* _Data provided_:
PR #172, opened 2016-12-14
Expose server info in result summary from sessions and transactions

oskarhane:
Exposed as a map in `result.summary.server`:

```
{
  address: 'localhost:7687',
  version: 'Neo4j/3.1.0'
}
```

### DIFF
--- a/src/v1/driver.js
+++ b/src/v1/driver.js
@@ -67,8 +67,8 @@ class Driver {
    */
   _createConnection(url, release) {
     let sessionId = this._sessionIdGenerator++;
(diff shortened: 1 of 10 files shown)


zhenlineo:
Need rebase to fix the driver version

zhenlineo:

* _Work to complete_:
Retype the data shown above so that each line matches the original.

* _Answer space_:
PR #172, opened 2016-12-14
Expose server info in result summary from sessions and transactions

oskarhane:
Exposed as a map in `result.summary.server`:

```
{
  address: 'localhost:7687',
  version: 'Neo4j/3.1.0'
}
```

### DIFF
--- a/src/v1/driver.js
+++ b/src/v1/driver.js
@@ -67,8 +67,8 @@ class Driver {
    */
   _createConnection(url, release) {
     let sessionId = this._sessionIdGenerator++;
(diff shortened: 1 of 10 files shown)


zhenlineo:
Need rebase to fix the driver version

zhenlineo:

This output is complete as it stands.